Dopo Free Rein, la serie di Windstorm, Rodeo&Juliet, The World We Make, Rock My Heart, Walk. Ride. Rodeo, A Sunday Horse, Charley Thompson, The Rider – Il Sogno di un Cowboy, The Horse Boy, Emma’s Chance, Race to Win/Race to Redemption, L’uomo che sussurrava ai cavalli, War Horse, Seabiscuit – Un mito senza tempo, Dreamer – La strada per la vittoria, Cavalli, Un anno da ricordare, la trilogia di Flicka, Black Stallion e Spirit-Cavallo Selvaggiooggi suggeriamo Oceano di fuoco – Hidalgo.

 

Oceano di fuoco – Hidalgo” è un film del 2004, diretto da Joe Johnston che narra la storia di Frank Hopkins e del suo cavallo di razza Mustang, Hidalgo

Trama:

Ambientato nel 1897, la storia narra di una corsa a cavallo che si tiene da secoli in Arabia: l’Oceano di fuoco, chiamata così perché si tratta di percorrere una distanza di tremila miglia lungo il deserto. Alla corsa partecipano cavalli di razza purissima e solitamente discendenti da linea nobile e di proprietà di famiglie reali. Lo sceicco Riyadh invita Frank T. Hopkins a partecipare a questa corsa, dato che l’americano è famoso per essere stato un veloce Pony Express per il governo degli Stati Uniti insieme al suo Mustang di nome Hidalgo. Hopkins, che intanto sbarca il lunario nel circo di Buffalo Bill, accetta l’invito. La fama di Hidalgo, il più veloce cavallo occidentale, fa infuriare gli altri partecipanti alla gara, soprattutto il nipote dello sceicco, perché si tratta della prima partecipazione alla corsa di un cavallo e di un cavaliere di origine occidentale. Se l’americano dovesse vincere la corsa, verrebbero disonorate le discendenze di razza del principale partecipante alla gara Al-Hattal, uno stallone arabo di proprietà dello sceicco stesso. Durante la gara Hopkins si scontra con gli altri cavalieri beduini, che faranno di tutto per impedirgli di arrivare fino in fondo.

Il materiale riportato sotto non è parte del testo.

Issue #119, opened 2020-08-14
Doc includes not working


ginty:
Hi @coreyeng,

When generating either the O2 guides or the web site for an app I get errors like this due to the common shorthand includes not being found:

~~~
/home/stephen/Code/github/o2/test_apps/python_app/web/source/index.rst:1: WARNING: Problems with "include" directive path:
InputError: [Errno 2] No such file or directory: 'web/source/home/stephen/Code/github/o2/test_apps/python_app/web/source/interbuild/shorthand/origen.rst'.
~~~

For the O2 guides this ultimately leads to a failure to generate because various shorthand references end up undefined.

I've verified that the include directive is being generated correctly:

~~~
.. include:: /home/stephen/Code/github/o2/test_apps/python_app/web/source/interbuild/shorthand/origen.rst
~~~

I think the problem is that this include directive doesn't accept a true absolute path, rather paths starting with `/` are interpretted as a reference from the top source directory, not the top of the filesystem.
I wonder if it does the right thing on Windows when faced with something like `C:/` because it is un-ambiguous in that case.

Anyway, I couldn't find any way to make it respect a true absolute path and was thinking of going down the route of copying the files from Origen core into the local app's source folder at the beginning of generation and thereby enabling a relative path to be used regardless of where Origen is installed.

However, I guess it will be more efficient if you look at a fix since your more aware of what all of the similarly affected resources here could be.

Thanks!

PR #120, opened 2020-08-14
New app

ginty:
Adds an 'origen new' command for building a new application and for generating content (e.g. a new dut) within an application.

The generated content could be better and will evovle over time, however this should establish the infrastructure for both features allowing further expantsion by the community.

All templates reside in `rust/origen/cli/src/commands/new/templates`.

In the case of the new app it is simply a case of modifying those file and/or addition additional files into the template directory and they will be picked up.


coreyeng:
I think I got the web stuff working on Linux now. Python 3.6 throws a warning as it doesn't like the [fanciness in making an abstract class method a property](https://github.com/Origen-SDK/o2/blob/master/python/origen/compiler.py#L27-L30), but I envision we'll eventually tie the website release to Travis and then we can spin the docs with whatever setup we want. It seems fine in 3.8, though it could also be re-written without much effort since the compiler is still small.

This should take of #119 too.

ginty:
Hi @coreyeng,

> Back to the new app though, I also ran into a small issue with running from a local origen build. It'll find the origen module, but it doesn't find the _origen library in that directory. I worked around it by setting the PYTHONPATH in the app though. Not sure if you've tried this. Could just be a Windows thing too. I'll keep looking at it. @pderouen, this may affect you as well.

I noticed this too and was plannig to fix it on another branch where I'm setting up the Python plugin system. FYI the changes I was planning to make there are as follows:

- Consolidate the existing `origen setup` and `origen update` commands into a single command, `origen env`, such that these will now be `origen env setup` and `origen env update`
- Add a new switch to configure an app to use a local origen: `origen setup --origen path/to/my/o2`

When the app is configured for Origen development the `origen build` command will become available within the app and it will work the same way as in an o2 workspace - i.e. just run it from within the app workspace and it will compile `_origen` and link it into the app.

That should avoid any need to mess around with `PYTHONPATH`.

Let me know if you have any comments/requests on this.

Thanks!

ginty:
Hi @coreyeng,

Thanks for the update here.

Regarding this item:

> I think I got the web stuff working on Linux now. Python 3.6 throws a warning as it doesn't like the fanciness in making an abstract class method a property, but I envision we'll eventually tie the website release to Travis and then we can spin the docs with whatever setup we want. 

Can we make it 3.6 compatible?

Understood that as far as the O2 docs are concerned then limiting to 3.8 might not be that bad, but for app docs and for users wanted to build the o2 docs locally (i.e. like me!), I think we should be supporting 3.6.
I still think we should be supporting 3.6 as a minimum version since that is default on Ubuntu/WSL2.

Thanks!

coreyeng:
Hi @ginty,

What you have planned for environment sounds good! I wasn't sure if it was user error, windows problems, or something else. Setting the `PYTHONPATH` as a workaround for now is fine for me though.

I added a workaround for Python 3.6. I have too much hubris and was quite giddy when I got the `abstractclassmethod` to work as a property like I wanted. It works functionally (all the specs pass) and I'll be damned if 3.6's docstrings are what messes it up! :p Instead, I added an event which may come in handy later which allows preprocessing of the docstrings. I just override it there.

Thanks,

Corey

Per Hopkins vincere l’Oceano di fuoco diventa così una questione di sopravvivenza e di orgoglio e, a dispetto dei tentativi di intralciarlo degli altri cavalieri, riesce a vincere la gara e a dimostrare che il suo mustang è il cavallo più veloce e resistente del mondo. Con il premio vinto, torna in America alla vigilia dello sterminio dei mustang catturati nelle riserve indiane da parte del governo americano e acquista tutti i cavalli. Dopo aver regolarmente pagato i cavalli, decide di restituirli alla libertà in modo che la razza venga preservata. Con grande coraggio decide inoltre di liberare anche il suo Hidalgo, per restituirgli dopo tanta fatica la libertà che merita.”